(Excerpts from a dataset)
☆ ☆ ☆
PR #1436, opened 2022-03-07
Add managed dependency. closes: #1286

pway99:

PR #3064, opened 2023-03-31
Improve onlyIfUsing validation regex

jonaslindmark:
Support dashes in group and artifact IDs

### DIFF
--- a/rewrite-maven/src/test/java/org/openrewrite/maven/AddManagedDependencyTest.java
+++ b/rewrite-maven/src/test/java/org/openrewrite/maven/AddManagedDependencyTest.java
@@ -19,6 +19,7 @@ import org.junit.jupiter.api.Test;
 import org.openrewrite.Validated;
 import org.openrewrite.test.RewriteTest;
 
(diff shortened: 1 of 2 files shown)


rewrite-maven/src/test/java/org/openrewrite/maven/AddManagedDependencyTest.java
```diff
@@ -19,6 +19,7 @@
 import org.openrewrite.Validated;
 import org.openrewrite.test.RewriteTest;
 
+import static org.assertj.core.api.Assertions.as;
```
timtebeek, line 22:
```suggestion
```

timtebeek (approved):

timtebeek:
Looking back there was an earlier change to the regex in https://github.com/openrewrite/rewrite/pull/1447 ; the only change before that was the original introduction https://github.com/openrewrite/rewrite/pull/1436. Linking them here in case we need to revisit this again in the future.

Much improved, thanks!

Issue #2473, opened 2022-11-30
Add support for continuations in properties.


traceyyoshima:
```kotlin
    @Suppress("WrongPropertyKeyValueDelimiter", "TrailingSpacesInProperty")
    @Issue("https://github.com/openrewrite/rewrite/issues/2473")
    @Test
    fun escapedNewLines() {
        val source = """
                \
                
                k\
                 e\
                
                  y \
                   = \
                
                    v\
                
                     al\
                      ue\
                       
            """.trimIndent()
        val props = PropertiesParser().parse(source)[0] as Properties.File

        assertThat(props.content.map { it as Properties.Entry }.map { it.key })
            .hasSize(1)
            .containsExactly("key")
        assertThat(props.content.map { it as Properties.Entry }.map { it.value.text })
            .hasSize(1)
            .containsExactly("value")

        val outputCapture = PrintOutputCapture(InMemoryExecutionContext())
        val printer = PropertiesPrinter<InMemoryExecutionContext>()
        printer.visitFile(props, outputCapture)
        assertThat(outputCapture.out.toString()).isEqualTo(source)
    }
```

traceyyoshima:
Unassigning myself until this is a higher priority.
I've opened a branch with most of the necessary changes [here](https://github.com/openrewrite/rewrite/tree/preserve_source_code_of_properties_with_continuations) and plan to come back to this work later.

The remaining changes are fairly simple to add, but this isn't high-priority work yet.

TODOs:
- Read through the Properties documentation and apply all the parsing rules.
    - I.E. treat all spaces as a delimiter between a key and value.
- Add support for comments in the whitespace of continued lines.
- Add support for comments delimited by `!` character.
- Add with(X) in Entry to update continuations automatically.
- Update the continuation models to support key, `beforeEquals`, and value.
- Add printing for search markers for continuations for `beforeSyntax`.

tkvangorder:
![image](https://user-images.githubusercontent.com/1878529/205137906-74bd7010-9ccf-46d0-89ac-660f2fb96838.png)

gsmet:
@traceyyoshima hey. I just stumbled upon this issue after having opened https://github.com/openrewrite/rewrite/issues/2960 .

I see you have done some work related to that in a branch and from what I can see it looks like excellent progress. I wonder if we could at least get the first bits in, even if there is some later polishing remaining for corner cases after that.

[...]

PR #3065, opened 2023-03-31
Support continuation lines in properties files

knutwannheden:
Java `.properties` files can have continuation lines. The parser already supported this but the continuation lines were lost after parsing, meaning that after applying a recipe and serializing the LST again, the continuation lines got lost.

Adds a new `Properties.Entry#keySource` property and a new `Properties.Value#source` property to keep the original parsed source text, so that it can be serialized again.

Fixes: #2473

### DIFF
--- a/rewrite-gradle/src/main/java/org/openrewrite/gradle/ActivateStyle.java
+++ b/rewrite-gradle/src/main/java/org/openrewrite/gradle/ActivateStyle.java
@@ -122,7 +122,7 @@ public class ActivateStyle extends Recipe {
                     keyExists.set(true);
                     if(overwriteExistingStyles) {
                         if(!fullyQualifiedStyleName.equals(entry.getValue().getText())) {
-                            entry = entry.withValue(entry.getValue().withText(fullyQualifiedStyleName));
+                            entry = entry.withValue(entry.getValue().withText(fullyQualifiedStyleName).withSource(fullyQualifiedStyleName));
                         }
                     } else {
                         List<String> activeStyles = Arrays.stream(entry.getValue().getText().split(",")).collect(Collectors.toList());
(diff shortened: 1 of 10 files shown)


knutwannheden:
The `rewrite-spring` recipe `UseTlsJdbcConnectionString` would also require updating. Should the original constructor be kept for compatibility?

traceyyoshima (changes requested):
The PropertiesParserTest#escapedEndOfLine fails.

There are some examples of tests that check the continuation rules here:
https://github.com/openrewrite/rewrite/compare/properies_parser_with_continued_lines

I don't think we need to cover all the cases immediately, but we should at least cover continued keys. I recall that occurring in a code base.

knutwannheden:
@traceyyoshima I will try to check those tests for keys with line continuations and if easy to fix also fix it. Otherwise, if this PR doesn't represent a regression in this area, I would be inclined to integrate it anyway as an enhancement and fix the remaining work in follow-ups.

knutwannheden:
I implemented support for continuation lines in the property keys, but I still need to pull in all tests from the original PR. Also, I suspect there could still be an uncovered corner case, when there are continuation lines in the prefixes (key, equals, or value).

The current parser is terse, but quite hard to follow. Thinking about replacing it with a proper ANTLR parser or rewriting it to be more readable.

traceyyoshima:
Optionally, we can store the raw text, including the continuations, and then revise the get method to return the trimmed value.
For printing, we'd return the raw text with an additional getRawText or something along those lines.

That will allow recipes to check and set the value, replacing the continued text. As well as allow users to add continuations in the raw text if desired.

knutwannheden:
I am thinking it may make sense to only allow to set the raw value and thus have the unescaped value be a "view" of that (i.e. the getter would unescape it on the fly).

traceyyoshima:
> I am thinking it may make sense to only allow to set the raw value and thus have the unescaped value be a "view" of that (i.e. the getter would unescape it on the fly).

Agreed, that is essentially what I had in mind as well. Rather than having two fields, have one field where the get method will return the unescaped value. That will allow downstream recipes to use the same get and with methods without any changes. Then an additional method will return the continued text.

knutwannheden:
This PR was superseded by #3770 which now finally fixes this issue.

PR #3592, opened 2023-09-30
Add explicit Maven plugin version for reproducibility

timtebeek:
Fixes https://github.com/openrewrite/rewrite/issues/2735


timtebeek:
Also needs a fix to
https://github.com/openrewrite/rewrite/blob/0c03b0fa9ead48f5441f19c955a8266fc79fbb89/rewrite-maven/src/main/java/org/openrewrite/maven/UpgradePluginVersion.java#L76-L82

rewrite-maven/src/main/java/org/openrewrite/maven/UpgradePluginVersion.java
```diff
@@ -178,9 +183,11 @@ public Xml visitTag(Xml.Tag tag, ExecutionContext ctx) {
                             doAfterVisit(new ChangeTagValueVisitor<>(versionTag.get(), newVersion));
                         }
                     }
+                } else if (addVersionIfMissing) {
+                    Xml.Tag newTag = Xml.Tag.build("<version>" + newVersion + "</version>");
+                    doAfterVisit(new AddToTagVisitor<>(tag, newTag, new MavenTagInsertionComparator(tag.getChildren())));
```
timtebeek, line 188: Somehow still out of order.

timtebeek:
The code change here mostly follow what we do for other recursively resolved dependencies and properties already. We need the pluginManagement information to be able to tell if a parent already manages a version of that plugin, such that we don't override those versions. We really only want to add plugin versions where they are not otherwise set, such that the builds become reproducible.

knutwannheden (approved):

rewrite-maven/src/main/java/org/openrewrite/maven/cleanup/ExplicitPluginVersion.java
```diff
@@ -0,0 +1,58 @@
...
+import org.openrewrite.internal.StringUtils;
+import org.openrewrite.maven.MavenVisitor;
+import org.openrewrite.maven.UpgradePluginVersion;
+import org.openrewrite.maven.tree.ResolvedPom;
+import org.openrewrite.xml.tree.Xml;
+
+public class ExplicitPluginVersion extends Recipe {
+    @Override
+    public String getDisplayName() {
+        return "Explicit plugin version";
```
timtebeek, line 30:
```suggestion
        return "Add explicit plugin versions";
```

pstreef:
Sorry for the delay @timtebeek some confusion on my end. I will pick it up right away!

Issue #3582, opened 2023-09-29
Json parser doesn't support multiple bytes unicode


kunli2:
Found this issue from the user's report [here](https://moderneinc.slack.com/archives/C05TWTNB77A/p1695930586910549)

Here is an example test case
```java
    @Test
    void multiByteUnicode() {
        rewriteRun(
          json(
            """
              {
                "id": "2d681f35-9758-43f1-a26f-6d4081a7688c",
                "text": "I'm a virtual assistant here to help you. 🤖",
                "name": "GH_ARE_YOU_REAL",
              }
              """
          )
        );
    }
```

PR #3596, opened 2023-10-02
Update json parser to support multiple-bytes-unicodes

kunli2:
fixes https://github.com/openrewrite/rewrite/issues/3582
Currently, the JSON parser doesn't support multiple bytes Unicode characters (> 2 bytes).
The root cause is the index from Antlr is mismatched with the source index.
For example:
```java
{
  "🤖": "robot",
}
```
Tokens from Antlr
```
Got token: [@0,0:0='{',<1>,1:0]
Got token: [@1,4:6='"🤖"',<10>,2:2]
Got token: [@2,7:7=':',<4>,2:5]
Got token: [@3,9:15='"robot"',<10>,2:7]
Got token: [@4,16:16=',',<2>,2:14]
Got token: [@5,18:18='}',<3>,3:0]
Got token: [@6,19:18='<EOF>',<-1>,3:1]
```

we can see `4:6='"🤖"'`. However, the 🤖 has 4 bytes, so the start/end offset in the source code is not [4,6] but [4,7].

I think all Antlr-based parsers will have the same problem ( doesn’t support multiple bytes of Unicode). and this PR is a common pattern to fix this issue.

### DIFF
--- a/rewrite-json/src/main/java/org/openrewrite/json/internal/JsonParserVisitor.java
+++ b/rewrite-json/src/main/java/org/openrewrite/json/internal/JsonParserVisitor.java
@@ -49,12 +49,49 @@ public class JsonParserVisitor extends JSON5BaseVisitor<Json> {
 
     private int cursor = 0;
 
-    public JsonParserVisitor(Path path, @Nullable FileAttributes fileAttributes, EncodingDetectingInputStream source) {
+    // Whether the source has multi bytes (> 2 bytes) unicode characters
+    private final boolean hasMultiBytesUnicode;
+    // Antlr index to source index mapping
+    private final int[] indexes;
+
+    public JsonParserVisitor(Path path,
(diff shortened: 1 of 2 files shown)


knutwannheden:
I think it would be better if we would make a change based on the helper function showed here: https://github.com/tunnelvisionlabs/antlr4/blob/master/doc/unicode.md#legacy-grammar-using-surrogate-code-units

kunli2:
> I think it would be better if we would make a change based on the helper function showed here: https://github.com/tunnelvisionlabs/antlr4/blob/master/doc/unicode.md#legacy-grammar-using-surrogate-code-units

Thanks for the input, I think we are using Antrl 4.11 (after 4.7) and already using `CharStreams` so seems this doesn't help.

knutwannheden:
No, simply using `CharStreams` is not what I meant. I will make a PR.

PR #3597, opened 2023-10-03
Remove `JsonParserVisitor#indexes`

knutwannheden:
The `JsonParserVisitor#indexes` array requires an additional 4 bytes of memory per code point in the source code (only in case the source has at least one surrogate). Rather than doing that, the parser can have two cursors which are kept in sync when advancing through the source code: One code point cursor and one code unit cursor. The former is to align with the indexes of the ANTLR tokens and the latter is to be able to read from the underlying source string.

### DIFF
--- a/rewrite-json/src/main/java/org/openrewrite/json/internal/JsonParserVisitor.java
+++ b/rewrite-json/src/main/java/org/openrewrite/json/internal/JsonParserVisitor.java
@@ -48,50 +48,14 @@ public class JsonParserVisitor extends JSON5BaseVisitor<Json> {
     private final FileAttributes fileAttributes;
 
     private int cursor = 0;
+    private int codePointCursor = 0;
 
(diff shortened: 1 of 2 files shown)


knutwannheden:
@kunli2 I realize that this implementation can be a little bit harder to follow, but this is what I meant when I referred to https://github.com/tunnelvisionlabs/antlr4/blob/master/doc/unicode.md#legacy-grammar-using-surrogate-code-units.

I think we should either integrate this or alternatively rename things in the current implementation a bit. Because the current variable names and comments in the code are a bit misleading. The problem isn't really multi-byte characters in general. In UTF-8 only ASCII characters are single-byte characters. In Java all BMP characters (`U+0000` to `U+FFFF`) can be represented by a single `char`. The problem are the Unicode characters beyond BMP which are represented by surrogate code units and thus require multiple `char`s for a single code point.

kunli2 (approved):
A good improvement!
thanks for this update

Issue #1621, opened 2022-04-12
Maven recipe: prefix POM expressions with project.


timtebeek:
[MNG-7404] Will drop support for prefixless expressions in POM https://github.com/apache/maven/pull/696
Although it's been deprecated for quite some time already, it will only be removed in Maven 4.
It seems like OpenRewrite would be well suited to already recognize & fix unprefixed expressions.

pway99:
Thanks @timtebeek, this is very helpful

mthmulders:
In fact, there are two things changing in Maven 4:
1. `${version}` will no longer work - should become `${project.version}`
1. `${pom.version}` will no longer work - should also become `${project.version}`

The latter one is probably simple, the former one can be more challenging...

timtebeek:
> Can someone check how much of the new recipes overlaps with https://github.com/openrewrite/rewrite/blob/main/rewrite-maven/src/main/java/org/openrewrite/maven/NormalizeMavenVariables.java? To my understanding that was already half of the work at least.

You're right! Replaced now in #3600

PR #3600, opened 2023-10-03
Merge NormalizeMavenVariables into PrefixlessExpressions

timtebeek:
Due to overlap, and the latter replacing more instances. RenamePropertyKey was added later, and is a good fit to only maintain such logic once.

As indicated in https://github.com/openrewrite/rewrite/issues/1621#issuecomment-1743167485 by @Bananeweizen


rewrite-maven/src/main/java/org/openrewrite/maven/RenamePropertyKey.java
```diff
@@ -50,13 +50,7 @@ public String getDescription() {
 
     @Override
     public TreeVisitor<?, ExecutionContext> getVisitor() {
-        return Preconditions.check(new MavenVisitor<ExecutionContext>() {
-            @Override
-            public Xml visitDocument(Xml.Document document, ExecutionContext executionContext) {
-                // Scanning every tag's value is not an efficient applicable test, so just accept all maven files
-                return SearchResult.found(document);
```
timtebeek, line 57: Not quite sure what this was for, but it seemed too broad, and not to limit recipe execution by much.

joanvr (approved):

PR #3603, opened 2023-10-04
[TypeUtils.findOverridenMethod] Skip found methods with default access and not same package

### LINKED ISSUE #3599: `TypeUtils.findOverriddenMethod` misidentifies package scoped method from class in different package
Greetings. 

We've found a problem in the [MissingOverrideAnnotation ](org.openrewrite.staticanalysis.MissingOverrideAnnotation)recipe, by which in very specific circunstances, a method will be wrongly annotated, generating compilation issues in processed projects. 

The error can be observed whenever:

- A class extends/implements from a supertype.
- The supertype contains a method which is not exposed externally (that is, with package/default visibility)
- The extending class declares a new method with the same signature.
- The recipe will wrongly consider this copycat method an override and assign the annotation, resulting in compilation failures.

staticAnalysis 1.0.8
RecipeBom 2.3.0
RewriteMavenPlugin 5.7.1

Through maven plugin in multimodule projects.

Given the following example superclass:

```java
package org.example;

public class A {

    public void accessible() {
       // Open for overriding
    }

    void notAccessible() {
        // This method is not visible from subclass due to default access and different package.
    }
}
```

And the following extending class:

```java
package org.example.impl;

import org.example.A;

class B extends A {

    public void accessible() {
        super.accessible();
    }

    void notAccessible() {
        // Same signature than super method but not an override.
    }
}
```

The recipe should add the override annotation to the accesible method.

```java
package org.example.impl;

import org.example.A;

class B extends A {

    @Override
    public void accessible() {
        super.accessible();
    }

    void notAccessible() {
        // Same signature than super method but not an override.
    }

}
```

## What did you see instead?

The notAccessible() method is considered an override and is annotated.
This results in compilation failure as notAccesible() can't override the supertype.

```java
package org.example.impl;

import org.example.A;

class B extends A {

    @Override
    public void accessible() {
        super.accessible();
    }

    @Override
    void notAccessible() {
        // Same signature than super method but not an override.
    }

}
```

Yes, we can contribute a fix to skip override annotations for these specific cases.

joteri:
## What's your motivation?

Fixes #3599 

Since it is an utility method that is invoked from different scenarios check if this change can affect any other behaviors.

@timtebeek

### Checklist
- It seems affected method is being invoked from another unit tests already so specific test was not added.
- Should add a specific unit test for `MissingOverrideAnnotation` recipe to verify this bugfix.
- no new files were added

### DIFF
--- a/rewrite-java/src/main/java/org/openrewrite/java/tree/TypeUtils.java
+++ b/rewrite-java/src/main/java/org/openrewrite/java/tree/TypeUtils.java
@@ -407,6 +407,12 @@ public class TypeUtils {
                 }
             }
         }
+
+        // Check if access level is default then check if subclass package is the same from parent class
+        if (isDefaultAccessLevel(method.getFlags())) {
+            methodResult = methodResult.filter(m -> m.getDeclaringType().getPackageName().equals(dt.getPackageName()));
+        }
+
         return methodResult.filter(m -> !m.getFlags().contains(Flag.Private) && !m.getFlags().contains(Flag.Static));
     }
 
@@ -524,6 +530,10 @@ public class TypeUtils {
             return JavaType.Unknown.getInstance();
         }
         return t;
+    }
+
+    public static boolean isDefaultAccessLevel(final Set<Flag> flags) {
+        return !flags.contains(Flag.Public) && !flags.contains(Flag.Protected) && !flags.contains(Flag.Private);
     }
 
     static boolean deepEquals(@Nullable List<? extends JavaType> ts1, @Nullable List<? extends JavaType> ts2) {
--- a/rewrite-java/src/main/java/org/openrewrite/java/tree/TypeUtils.java
+++ b/rewrite-java/src/main/java/org/openrewrite/java/tree/TypeUtils.java
@@ -532,7 +532,7 @@ public class TypeUtils {
         return t;
     }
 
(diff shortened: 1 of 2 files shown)


knutwannheden:
It would be very nice if we could get a unit test for this. Something like this:

```java
    @Test
    void packagePrivateMethodOverride() {
        rewriteRun(
          java("..."),
          java("...",
                assertThat(...);
            })
          )
        );
    }
```

rewrite-java/src/main/java/org/openrewrite/java/tree/TypeUtils.java
```diff
@@ -526,6 +532,10 @@ public static JavaType unknownIfNull(@Nullable JavaType t) {
         return t;
     }
 
+    public static boolean isDefaultAccessLevel(final Set<Flag> flags) {
```
timtebeek, line 535:
```suggestion
    private static boolean isDefaultAccessLevel(final Set<Flag> flags) {
```

timtebeek (approved):
Thanks a lot for this fix! I've reduced the visibility on the new method you added, just to limit the public API we'd need to support going forward.

timtebeek:
Thanks for getting this started @joteri ! I've added a test and pushed a small change such that there's less negations in the code. Hope you agree!

PR #2264, opened 2022-09-27
Improved YamlPrinter behavior for scalars with double-quoted values containing escape sequences

nmck257:
Handled all supported sequences specified in YAML spec: https://github.com/yaml/yaml-grammar/blob/master/yaml-spec-1.2.txt#L1914

...except for \x20 (space) and arbitrary unicode escapes (eg \x00, \u0000, \U00000000), because they were causing tricky interactions

Fixes #2154

PR #3604, opened 2023-10-05
Fix parsing of unicode escape sequences in YAML

knutwannheden:
A YAML scalar value can contain unicode escape sequences like `\u0051`. Currently, this throws off the parser.

### DIFF
--- a/rewrite-yaml/src/test/java/org/openrewrite/yaml/tree/MappingTest.java
+++ b/rewrite-yaml/src/test/java/org/openrewrite/yaml/tree/MappingTest.java
@@ -400,34 +400,30 @@ class MappingTest implements RewriteTest {
       " '\\n' ",
       " '\n' ",
       " \n ",
-      " \"\\.\" ",
       " \"\\0\" ",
☆ ☆ ☆
Locate "Fix parsing of" in the data above. Then repeat, exactly, its line and each line after it through the last, adding nothing.

Fix parsing of unicode escape sequences in YAML

knutwannheden:
A YAML scalar value can contain unicode escape sequences like `\u0051`. Currently, this throws off the parser.

### DIFF
--- a/rewrite-yaml/src/test/java/org/openrewrite/yaml/tree/MappingTest.java
+++ b/rewrite-yaml/src/test/java/org/openrewrite/yaml/tree/MappingTest.java
@@ -400,34 +400,30 @@ class MappingTest implements RewriteTest {
       " '\\n' ",
       " '\n' ",
       " \n ",
-      " \"\\.\" ",
       " \"\\0\" ",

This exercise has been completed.